Kala Pharmaceuticals announced positive topline results from its confirmatory phase 3 trial of KPI-121 1% for the treatment of inflammation and pain in patients who have undergone cataract surgery. KPI-121 1% dosed twice-a-day for 2 weeks achieved statistical significance versus placebo for both primary efficacy endpoints and all secondary endpoints. KPI-121 1% was well tolerated with no significant treatment-related safety findings observed during the trial. These positive trial results are a follow on to Kala’s first phase 3 trial for KPI-121 1% following cataract surgery that also achieved statistical significance for both primary endpoints with twice-a-day dosing.

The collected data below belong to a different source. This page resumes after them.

Issue #42, opened 2022-04-12
Copy from from a to b connector, can handle any php stream


brendanheywood:
ie we can copy a file from s3, then connect it to a csv or json parsing source step

At the end we can have a connector which streams into a file, then when it is finished we can sign it and then copy it to s3

PR #272, opened 2022-07-07
Issue #271: Add connector_debug_filedump

### LINKED ISSUE #271: Add 'dump' step to help with testing workflows.
Add a step to dump the contents of a file to the output.

jaypha:
Resolves #271

### DIFF
--- a/classes/import_form.php
+++ b/classes/import_form.php
@@ -60,7 +60,7 @@ class import_form extends \moodleform {
     public function validation($data, $files) {
         global $USER;
 
-        $validationerrors = array();
+        $validationerrors = [];
 
         // Get the file from the filestystem. $files will always be empty.
         $fs = get_file_storage();
--- a/classes/local/scheduler.php
+++ b/classes/local/scheduler.php
@@ -77,6 +77,12 @@ class scheduler {
         if (is_null($reftime)) {
             $reftime = time();
         }
-        return $DB->get_records_select_menu(self::TABLE, 'nextruntime <= :time', ['time' => $reftime], '', 'dataflowid, nextruntime');
+        return $DB->get_records_select_menu(
+            self::TABLE,
+            'nextruntime <= :time',
+            ['time' => $reftime],
+            '',
+            'dataflowid, nextruntime'
+        );
     }
 }
--- a/classes/local/step/base_step.php
+++ b/classes/local/step/base_step.php
@@ -61,8 +61,12 @@ abstract class base_step {
     protected $hassideeffect = false;
 
     /**
+     * Constructs the step type
+     *
+     * If used during execution this will link the execution engine which requires a stepdef to be defined.
+     *
      * @param step|null $stepdef A stepdef of this type. Pass null if step type is to be used without a context.
-     * @param engine|null $engine An engine that is to execute the step of this type. stepdef must be defined. Leave as null if not in an execution.
+     * @param engine|null $engine An engine that executes this step type, null if not in an execution.
      */
     public function __construct(?step $stepdef = null, ?engine $engine = null) {
         $this->stepdef = $stepdef;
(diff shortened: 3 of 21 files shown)


classes/local/step/connector_debug_filedump.php
```diff
@@ -0,0 +1,95 @@
...
+     *
+     * @return bool Returns true if successful, false otherwise.
+     */
+    public function execute(): bool {
+        $config = $this->enginestep->stepdef->config;
+
+        $streamname = $this->enginestep->engine->resolve_path($config->streamname);
+        $content = file_get_contents($streamname);
+
+        mtrace($content);
```
keevan, line 44: Could we use the enginestep's log function here instead of doing an mtrace? 

(Or is the purpose here specifically to only ever mtrace the file contents?)

keevan (commented):
I think broadly speaking the functionality is fine. Just a small point regarding mtrace vs log and what the intentions are behind that as it might be more useful to have it in the logs if used.

Also I'm unsure about the name of the step. When I think outputting file contents to the screen, I think plaintext files generally - there is some degree of assumption here for that purpose - and that it behaves equivalently to the `cat` cli command (https://explainshell.com/explain/1/cat)

My preference would be to rename it to connector_file_cat, or connector_cat, but I understand this might confuse those who aren't across these terminologies.

jaypha:
> Also I'm unsure about the name of the step - because _dump_ isn't clear to me. When I think outputting file contents to the screen, I think plaintext files generally - there is some degree of assumption here for that purpose - and that it behaves equivalently to the `cat` cli command (https://explainshell.com/explain/1/cat)
> 
> My preference would be to rename it to connector_file_cat, or connector_cat, but I understand this might confuse those who aren't across these terminologies.

It is unlikely that anyone who is not *nix programmer would understand what 'cat' means. The term would need to be meaningful to tech savvy and non-savvy alike.

How about 'connector_debug_file_display'? It makes it clear that it is a debug tool, is about files, and displays them.

classes/local/step/connector_debug_filedump.php
jaypha: Logging already records a lot of information. This is intended to be a simple visual aid tool.

If you want this to be more sophisticated, I could try to implement #42, and use php://output for the output stream.

What do you think?

keevan: Hmm, I actually don't want it to store the file contents in the logs (e.g. DB) later on so it's probably best to avoid this in the first place. I'm okay with just leaving it as an mtrace for now. 

This may be improved upon and might become redundant later on once we implement better dataflow debugging, but I'm okay with this landing for now as you've found it to be helpful.

tests/tool_dataflows_connector_filedump_test.php
```diff
@@ -0,0 +1,96 @@
...
+
+/**
+ * Test for connector_debug_file_display step.
+ *
+ * @package   tool_dataflows
+ * @author    Jason den Dulk <jasondendulk@catalyst-au.net>
+ * @copyright 2022, Catalyst IT
+ * @license   http://www.gnu.org/copyleft/gpl.html GNU GPL v3 or later
+ */
+class tool_dataflows_connector_debug_file_display_test extends \advanced_testcase {
```
keevan, line 30: One small thing:
```
FILE: admin/tool/dataflows/tests/tool_dataflows_connector_filedump_test.php
---------------------------------------------------------------------------------------------------------------------------------------------------------------
---------------------------------------------------------------------------------------------------------------------------------------------------------------
 30 | WARNING | [x] PHPUnit testcase name "tool_dataflows_connector_debug_file_display_test" does not match file name "tool_dataflows_connector_filedump_test"
---------------------------------------------------------------------------------------------------------------------------------------------------------------
---------------------------------------------------------------------------------------------------------------------------------------------------------------
```

PR #274, opened 2022-07-08
267 handle secrets better

### LINKED ISSUE #267: Redact secrets from displaying on the dataflow details page (config), state dumps (DB) and logs
Secrets could be things configured as password / passwordunmask fields or simply set as such in the `form_define_fields` array e.g. `secret => true`.

This might be a bandaid to what really should be a some level of secrets management (a manager class), that evalulates the secrets at run time only when needed. If the secret is an expression, it should only display the expression itself and not the value under it for debugging purposes.

keevan:
feat: add secret service to ensure secrets are managed and contained

Table:

image

Export:

image

Logging:

image

Runs:

image

Resolves #267

### DIFF
--- a/classes/local/service/secret_service.php
+++ b/classes/local/service/secret_service.php
@@ -1,0 +1,50 @@
+<?php
+// This file is part of Moodle - http://moodle.org/
+//
+// Moodle is free software: you can redistribute it and/or modify
+// it under the terms of the GNU General Public License as published by
+// the Free Software Foundation, either version 3 of the License, or
+// (at your option) any later version.
+//
+// Moodle is distributed in the hope that it will be useful,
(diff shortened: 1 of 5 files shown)


keevan:
Here is an example dataflow you can import and check:

[#261_20220708_0635.yml.txt](https://github.com/catalyst/moodle-tool_dataflows/files/9069575/261_20220708_0635.yml.txt)

keevan:
Probably worth mentioning that this does NOT currently redact any secrets that might appear in the log output as a result of a step e.g. "echoing" it out. 

That might need to be covered here e.g. via the log class or separately when the situation arises which requires this to be done. Currently the run output only dumps the configuration at the end of the run, and doesn't actively dump anything containing secrets during apart from the aforementioned.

“The significant improvement in the treatment of inflammation and pain with twice-a-day dosing of KPI-121 in this trial builds on the success of our first phase 3 trial in cataract surgery,” Kim Brazzell, PhD, Chief Medical Officer of Kala, said in a company news release. “We believe KPI-121 represents an important, near-term product opportunity for Kala as the first twice-a-day dosed steroid product for patients with post-operative inflammation and pain following ocular surgery. Based on the success of this trial, our plan is to submit a New Drug Application to the FDA for KPI-121 1% for the treatment of post-operative inflammation and pain following ocular surgery in late 2017.”

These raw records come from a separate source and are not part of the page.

PR #284, opened 2022-07-12
Issue #169: Cron based workflows are spawned as ad hoc tasks.

### LINKED ISSUE #169: Improved cron trigger to allow parallel workflows
Builds on https://github.com/catalyst/moodle-tool_dataflows/issues/94

* [x] if there is more than one workflow to be run in a given minute, spawn adhoc tasks for all the others except one
* [x] run one of them right now so we don't add more latency
* [x] introduce locking for each workflow so only once instance can run at a given point

jaypha:
resolves #169

### DIFF
--- a/classes/dataflow.php
+++ b/classes/dataflow.php
@@ -95,6 +95,7 @@ class dataflow extends persistent {
         return [
             'name' => ['type' => PARAM_TEXT],
             'enabled' => ['type' => PARAM_BOOL, 'default' => false],
+            'concurrencyenabled' => ['type' => PARAM_BOOL, 'default' => false],
             'config' => ['type' => PARAM_TEXT, 'default' => ''],
             'timecreated' => ['type' => PARAM_INT, 'default' => 0],
             'userid' => ['type' => PARAM_INT, 'default' => 0],
@@ -348,7 +349,8 @@ class dataflow extends persistent {
 
         // Check if each step is valid based on its own definition of valid (e.g. which could be based on configuration).
         foreach ($steps as $step) {
-            if (isset($step->steptype) && $step->steptype->get_group() == 'triggers') {
+            $steptype = $step->steptype;
+            if (isset($steptype) && $steptype->get_group() == 'triggers') {
                 ++$numtriggers;
             }
             $stepvalidation = $step->validate_step();
@@ -393,6 +395,35 @@ class dataflow extends persistent {
         }
 
         return empty($errors) ? true : $errors;
+    }
+
+    /**
+     * Returns whether concurrency is possible by the step configurations.
+     *
+     * @return array|true True if concurrency is supported, or an array of strings giving reasons why it isn't.
+     */
+    public function is_concurrency_supported() {
+        $steps = $this->steps;
+        $reasons = [];
+        foreach ($steps as $step) {
+            $steptype = $step->steptype;
+            if (isset($steptype)) {
+                $supported = $steptype->is_concurrency_supported();
+                if ($supported !== true) {
+                    $reasons[$step->name] = $supported;
+                }
+            }
+        }
+        return count($reasons) ? $reasons : true;
+    }
+
+    /**
+     * Returns whether concurrent running is enabled and supported.
+     *
+     * @return bool True is concurrency is both supported and enabled by setting, False otherwise.
+     */
+    public function is_concurrency_enabled(): bool {
+        return ($this->concurrencyenabled && ($this->is_concurrency_supported() === true));
     }
 
     /**
--- a/classes/form/dataflow_form.php
+++ b/classes/form/dataflow_form.php
@@ -49,6 +49,21 @@ class dataflow_form extends \core\form\persistent {
         $mform->addElement('advcheckbox', 'enabled', get_string('dataflow_enabled', 'tool_dataflows'));
         $mform->setDefault('enabled', 0);
 
+        // Enable/Disable concurrency.
+        $mform->addElement('advcheckbox', 'concurrencyenabled', get_string('concurrency_enabled', 'tool_dataflows'));
+        $mform->setDefault('concurrencyenabled', 0);
+
+        if ($this->_customdata['concurrencyallowed'] !== true) {
+            $reasons = '';
+            foreach ($this->_customdata['concurrencyallowed'] as $name => $reason) {
+                $reasons .= \html_writer::tag('li', "$name: $reason");
+            }
+            $reasons = \html_writer::tag('ul', $reasons);
+
+            $mform->addElement('static', 'concurrencyenableddisabled', '',
+                    get_string('concurrency_enabled_disabled_desc', 'tool_dataflows') . $reasons);
+        }
+
         // Configuration - YAML format.
         $mform->addElement(
             'textarea',
--- a/classes/local/execution/engine.php
+++ b/classes/local/execution/engine.php
@@ -111,6 +111,15 @@ class engine {
     /** @var string Scratch directory for temporary files. */
     protected $scratchdir = null;
 
+    /** @var \core\lock\lock|false Lock for the dataflow. Sometimes, only one dataflow of each def should be running at a time. */
+    protected $lock = false;
+
+    /** @var \core\lock\lock_factory Factory to produce locks.  */
+    protected static $lockfactory = null;
+
+    /** @var bool Has this engine been blocked by a lock. */
+    protected $blocked = false;
+
     /**
      * Constructs the engine.
      *
@@ -168,10 +177,95 @@ class engine {
     }
 
     /**
-     * Initialises the engine
+     * Destructor function.
+     * Releases any locks that are still held.
+     */
+    public function __destruct() {
+        $this->release_lock();
+    }
+
+    /**
+     * Tries to obtain a lock for this dataflow
+     *
+     * @param int $timeout
+     * @return \core\lock\lock|false.
+     */
+    public function get_lock($timeout = 0) {
+        global $DB;
+
+        $lockfactory = \core\lock\lock_config::get_lock_factory('tool_dataflows_engine');
+        $this->lock = $lockfactory->get_lock('tool_dataflows_engine_' . $this->dataflow->id, $timeout);
+        if ($this->lock) {
+            $DB->insert_record(
+                'tool_dataflows_lock_metadata',
+                [
+                    'dataflowid' => $this->dataflow->id,
+                    'timestamp' => time(),
+                    'processid' => getmypid(),
+                ]
+            );
+        }
+        return $this->lock;
+    }
+
+    /**
+     * Release any locks that have been previously obtained.
+     *
+     * @throws \dml_exception
+     */
+    public function release_lock() {
+        global $DB;
+
+        if ($this->lock) {
+            $this->lock->release();
+            $this->lock = false;
+            $DB->delete_records('tool_dataflows_lock_metadata', ['dataflowid' => $this->dataflow->id]);
+        }
+    }
+
+    /**
+     * Gets the metadata associated with the dataflow lock.
+     *
+     * @param int $dataflowid
+     * @return false|mixed|\stdClass
+     * @throws \dml_exception
+     */
+    public static function get_lock_metadata(int $dataflowid) {
+        global $DB;
+
+        return $DB->get_record('tool_dataflows_lock_metadata', ['dataflowid' => $dataflowid]);
+    }
+
+    /**
+     * Returns if the execution was unable to obtain a lock.
+     *
+     * @return object|false Lock metadata, for false is not blocked.
+     */
+    public function is_blocked() {
+        if ($this->blocked) {
+            return self::get_lock_metadata($this->dataflow->id);
+        } else {
+            return false;
+        }
+    }
+
+    /**
+     * Initialises the dataflow.
      */
     public function initialise() {
+        $this->status_check(self::STATUS_NEW);
+
+        if (!$this->dataflow->is_concurrency_enabled()) {
+            if (!$this->get_lock()) {
+                $metadata = self::get_lock_metadata($this->dataflow->id);
+                $this->log('Execution blocked by a lock. Time: ' . userdate($metadata->timestamp) .
+                        ", Process ID: {$metadata->processid}");
+                $this->blocked = true;
+                return;
+            }
+        }
         try {
+            $this->blocked = false;
             $this->status_check(self::STATUS_NEW);
 
             foreach ($this->enginesteps as $enginestep) {
@@ -261,6 +355,10 @@ class engine {
      */
     public function execute() {
         $this->initialise();
+        if ($this->is_blocked() || $this->status == self::STATUS_ABORTED) {
+            return;
+        }
+
         $this->status_check(self::STATUS_INITIALISED);
 
         // Initalise a new run (only for non-dry runs). This should only be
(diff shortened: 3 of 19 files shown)


classes/task/process_dataflow_ad_hoc.php
```diff
@@ -0,0 +1,46 @@
...
+/**
+ * Ad hoc task for running a dataflow.
+ *
+ * @package   tool_dataflows
+ * @author    Jason den Dulk <jasondendulk@catalyst-au.net>
+ * @copyright 2022, Catalyst IT
+ * @license   http://www.gnu.org/copyleft/gpl.html GNU GPL v3 or later
+ */
+class process_dataflow_ad_hoc extends \core\task\adhoc_task {
+    public function execute() {
```
keevan, line 31: Missing phpdocs and a blank line here as well.

classes/local/execution/engine.php
```diff
@@ -110,6 +110,11 @@ class engine {
     /** @var string Scratch directory for temporary files. */
     protected $scratchdir = null;
 
+
+    protected $lock = null;
+
+    protected static $lockfactory = null;
+
```
keevan, line 117: Could you please add phpdoc comments here.

classes/local/execution/engine.php
```diff
@@ -165,21 +170,36 @@ public function __construct(dataflow $dataflow, bool $isdryrun = false, $automat
         $this->create_flow_caps();
     }
 
+    public function __destruct() {
```
keevan, line 173: Missing phpdocs here

classes/local/execution/engine.php
```diff
@@ -165,21 +170,36 @@ public function __construct(dataflow $dataflow, bool $isdryrun = false, $automat
...
+        if (!is_null($this->lock)) {
+            $this->lock->release();
+        }
+    }
+
     public function initialise() {
```
keevan, line 179: Missing phpdocs here

tests/local/execution/tool_dataflows_engine_test.php
```diff
@@ -140,17 +140,20 @@ function($s) {
...
+        $engine->finalise();
+        ob_get_clean();
     }
 
     /**
      * Create a dataflow for testing.
      *
      * @return array
      */
+
```
keevan, line 156: Unnecessary empty line here.

tests/local/execution/tool_dataflows_engine_test.php
```diff
@@ -140,17 +140,20 @@ function($s) {
         // Test initialisation.
         ob_start();
         $engine->initialise();
-        ob_get_clean();
         foreach ($engine->enginesteps as $id => $enginestep) {
             $this->assertEquals(engine::STATUS_INITIALISED, $enginestep->status);
         }
+        $engine->set_status(engine::STATUS_FINISHED);
+        $engine->finalise();
+        ob_get_clean();
```
keevan, line 148: Was there meant to be an assertion here that's missing?

classes/task/process_dataflow_ad_hoc.php
```diff
@@ -0,0 +1,46 @@
...
+        $rec = $this->get_custom_data();
```
keevan, line 32: What is $rec? What's it meant to hold? 

Could you please rename this, and all occurrences into something more meaningful?

classes/local/execution/engine.php
```diff
@@ -165,21 +170,36 @@ public function __construct(dataflow $dataflow, bool $isdryrun = false, $automat
...
-            $this->status_check(self::STATUS_NEW);
+        $timeout = 0;
+        if (is_null(self::$lockfactory)) {
+            self::$lockfactory = \core\lock\lock_config::get_lock_factory('tool_dataflows_engine');
+        }
 
-            foreach ($this->enginesteps as $enginestep) {
-                $enginestep->initialise();
-            }
+        if ($this->lock = self::$lockfactory->get_lock('tool_dataflows_engine_' . $this->dataflow->id, $timeout)) {
```
keevan, line 185: Similar to objectfs, I think this should be moved out to its own method, and perhaps you might not need the lockfactory check (as objectfs didn't).

The call could then be simplified to something like:
```
if ($this->get_lock()) { 
    ...
}
```

classes/local/execution/engine.php
```diff
@@ -300,6 +320,10 @@ public function finalise() {
             if (isset($this->run)) {
                 $this->run->finalise($this->status, $this->export());
             }
+            if (!is_null($this->lock)) {
+                $this->lock->release();
+                $this->lock = null;
```
keevan, line 325: It seems the `$this->lock = null;` setting might be redundant?

classes/local/execution/engine.php
```diff
@@ -323,6 +347,10 @@ public function abort(?\Throwable $reason = null) {
         }
         $this->set_status(self::STATUS_ABORTED);
         $this->log('Aborted: ' . $message);
+        if (!is_null($this->lock)) {
+            $this->lock->release();
+            $this->lock = null;
```
keevan, line 352: It seems the `$this->lock = null;` setting might be redundant?

classes/task/process_dataflows.php
```diff
@@ -42,20 +42,32 @@ public function get_name() {
...
+     * Run the dataflows.
      */
     public function execute() {
-        $dataflowids = scheduler::get_due_dataflows();
-        foreach ($dataflowids as $id => $nextruntime) {
+        $dataflowrecs = scheduler::get_due_dataflows();
+
+        $firstrec = array_shift($dataflowrecs);
+
+        if (!is_null($firstrec)) {
```
keevan, line 52: This can be an `isset` check instead, as it performs the same thing as is a language construct which is slightly faster.

classes/task/process_dataflows.php
```diff
@@ -42,20 +42,32 @@ public function get_name() {
...
     /**
-     * Processes dataflows.
+     * Run the dataflows.
      */
     public function execute() {
-        $dataflowids = scheduler::get_due_dataflows();
-        foreach ($dataflowids as $id => $nextruntime) {
+        $dataflowrecs = scheduler::get_due_dataflows();
+
+        $firstrec = array_shift($dataflowrecs);
```
keevan, line 50: Similar to the comment about $rec / $recs, can this be renamed to $dataflows (as that is what the expected return value from the function call is)

classes/local/execution/engine.php
```diff
@@ -300,6 +320,10 @@ public function finalise() {
             if (isset($this->run)) {
                 $this->run->finalise($this->status, $this->export());
             }
+            if (!is_null($this->lock)) {
```
keevan, line 323: This can be an `isset` check instead of an `!is_null`

classes/local/execution/engine.php
```diff
@@ -323,6 +347,10 @@ public function abort(?\Throwable $reason = null) {
         }
         $this->set_status(self::STATUS_ABORTED);
         $this->log('Aborted: ' . $message);
+        if (!is_null($this->lock)) {
```
keevan, line 350: This can be an `isset` check instead of an `!is_null`

classes/local/execution/engine.php
jaypha: This is to avoid it being released in the __destruct() function.

keevan: Do you think it woul dbe better to add the relevant checks then in the destruct function, instead of needing to call `= null` everywhere else?

keevan (commented):
It also seems like there is no test with regards to the spawning and handling of those adhoc tasks, in particular with the locking I saw during WIP. Was this something you still wanted to add at some stage? Or was the locking within the same process you've mentioned the other day causing a problem with testing - so it was excluded?

tests/local/execution/tool_dataflows_engine_test.php
jaypha: These extra statements are to ensure that the locks get released, and are not part of the test.

jaypha:
> It also seems like there is no test with regards to the spawning and handling of those adhoc tasks

I'm not sure how you would go about testing spawning tasks, but I'll see what I can come up with.

classes/local/step/reader_sql.php
```diff
@@ -53,6 +53,21 @@ public static function form_define_fields(): array {
         ];
     }
 
+    /**
+     * Can dataflows with this step be executed in parallel.
+     *
+     * @return bool
+     */
+    public function is_concurrency_allowed(): bool {
```
brendanheywood, line 61: Thinking out loud, if a step cannot allow concurrency then it would be useful to say why it can't be and show that on the form where the tick box is shown. And the reasons would be dynamic like in this case.

So perhaps this method should return either null or a lang string similar to form validation

classes/form/dataflow_form.php
```diff
@@ -49,6 +49,10 @@ public function definition() {
         $mform->addElement('advcheckbox', 'enabled', get_string('dataflow_enabled', 'tool_dataflows'));
         $mform->setDefault('enabled', 0);
 
+        // Enable/Disable control.
+        $mform->addElement('advcheckbox', 'concurrencyallowed', get_string('concurrency_allowed', 'tool_dataflows'));
+        $mform->setDefault('concurrencyallowed', 0);
+
```
brendanheywood, line 55: If concurrency isn't allowed because of step types when we should show this here under the checkbox and make it clear that the checkbox won't take effect.

classes/local/execution/engine.php
```diff
@@ -63,6 +63,8 @@ class engine {
     const STATUS_ABORTED = 8;
     /** @var int Step/dataflow has completely finished. */
     const STATUS_FINALISED = 9;
+    /** @var int Dataflow cannot run because of locking. */
+    const STATUS_LOCKED = 10;
```
brendanheywood, line 67: I would be very carefully having a state of locked, or rather avoid thinking conceptually of being locked as a state a workflow can be in. If a workflow is running in process A then its state is STATUS_PROCESSING or some other state. It is never actually in a state of being locked, it is merely a second process B who can't touch it and it is only locked from their point of view. So we need to be careful that process B can never persist the state and end up writing that its state is locked as that is impossible.

So maybe this should be it's own independent var, or maybe we have some protecting in the persistent to make sure this can never happen

classes/local/step/trigger_cron.php
```diff
@@ -237,14 +237,17 @@ public function on_delete() {
     }
 
     /**
-     * Hook function that gets called when an engine step has been finalised.
+     * Hook function that gets called when an engine step has been initialised.
      *
      * @throws \dml_exception
      */
-    public function on_finalise() {
+    public function on_initialise() {
```
brendanheywood, line 244: Was this change strictly needed for this patch?

I'm thinking if you have a cron task which is supposed to run every hour on the hour, like an import and it is being synchronized with some external process running on the same schedule, then generally we want the next run time to be the next clean hour boundary. If we calculate this in advance at the start of the run rather than the end then we change this behavior.

So if each flow consistently takes 70 minutes then the flow executes every two hours and skips the ones where the hour started and the previous flow was still running. If you do it at the start then I think you'll end up with runs starting at very inconsistent times when they overlap.

brendanheywood: Actually I think the more nuanced behavior is to leverage the value of whether concurrency is allowed for this run, and if it is then calculate it at the start of the run, and if it is not then calculate it at the end of the run.

classes/dataflow.php
```diff
@@ -386,15 +389,32 @@ public function validate_steps() {
...
             }
+            $concurrencyallowed &= $steptype->is_concurrency_allowed();
         }
 
         if ($numtriggers > 1) {
             $errors['toomanytriggers'] = get_string('toomanytriggers', 'tool_dataflows');
         }
 
+        if (!$concurrencyallowed && $this->concurrencyallowed === '1') {
+            $errors['concurrency_not_allowed'] = get_string('concurrency_not_allowed', 'tool_dataflows');
```
brendanheywood, line 400: I think instead of treating this like an error, treat it more like the form field is not honored. Because you could set this, then go change the flow like touch the sql reader, then come back here and now it is invalid

classes/local/execution/engine.php
```diff
@@ -168,9 +177,38 @@ public function __construct(dataflow $dataflow, bool $isdryrun = false, $automat
...
+
+    /**
+     * Tries to obtain a lock for this dataflow
+     *
+     * @returns \core\lock\lock|false.
+     */
+    public function get_lock($timeout = 0) {
+        $lockfactory = \core\lock\lock_config::get_lock_factory('tool_dataflows_engine');
+        $this->lock = $lockfactory->get_lock('tool_dataflows_engine_' . $this->dataflow->id, $timeout);
+        return $this->lock;
```
brendanheywood, line 197: One nice thing is when you lock a workflow we stash some metadata somewhere around who and what is running it and then we can display that when it is locked eg 'This workflow is already being run by cron started at 12:45 pid 12345' or 'This workflow is already being run by Brendan Heywood started at 12:45'

jaypha: Can you tell me where the metadata is stashed?

brendanheywood: This is up to you. I think the place which makes the most sense is a new column in tool_dataflows_runs but double check that is valid for when a run fails and we re-run it

keevan:
Some phpdoc issues found:
```
admin/tool/dataflows/classes/local/execution/engine.php
    Line 187: Phpdocs for function engine::get_lock has incomplete parameters list
    Line 190: Invalid phpdocs tag @returns used
```

classes/local/step/trigger_cron.php
```diff
@@ -236,15 +236,34 @@ public function on_delete() {
...
+    }
+
+    /**
+     * Reschedules the dataflow.
+     */
+    protected function reschedule() {
         if (!$this->enginestep->engine->isdryrun) {
             $dataflowid = $this->stepdef->dataflowid;
 
+            // Reschedule on initialisation, so that it can run on the next cron schedule, even if this
```
brendanheywood, line 264: This comment should probably be moved up to on_initialise and a similar comment for on_finalise

lang/en/tool_dataflows.php
```diff
@@ -207,6 +208,10 @@
 $string['path_invalid'] = 'Path "{$a}" is not permitted.';
 $string['path_not_absolute'] = 'Path "{$a}" is not an absolute path.';
 $string['unknown_placeholder'] = 'Placeholder "{$a}" is not recognised.';
+$string['concurrency_not_allowed'] = 'Dataflow includes steps with disallow concurrency. Dataflow concurrency setting should be off.';
```
brendanheywood, line 211: steps *which* disallow

jaypha: The string is not actually used, so I removed it.

classes/local/step/trigger_cron.php
jaypha: done

classes/local/execution/engine.php
jaypha: Even though I put a release in the destruct function as a precaution, I still needed to add it elsewhere because Moodle checks the locks before the object gets destroyed.

classes/task/process_dataflows.php
jaypha: done

classes/local/execution/engine.php
jaypha: done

The phase 3 multi-center, randomized, double-masked, placebo-controlled, parallel-group trial in 520 patients was designed to evaluate the efficacy and safety of KPI-121 1% ophthalmic suspension dosed twice-a-day, versus placebo, in patients who experienced anterior ocular inflammation following cataract surgery. Patients were randomized to receive either KPI-121 1% or corresponding placebo, and both were administered twice-a-day for 2 weeks, with evaluations at days 4, 8, and 15. The primary efficacy endpoints were the proportion of patients with complete resolution of anterior chamber cells (a marker of ocular inflammation) in the study eye at day eight, and the proportion of subjects with Grade 0 pain in the study eye at day 8.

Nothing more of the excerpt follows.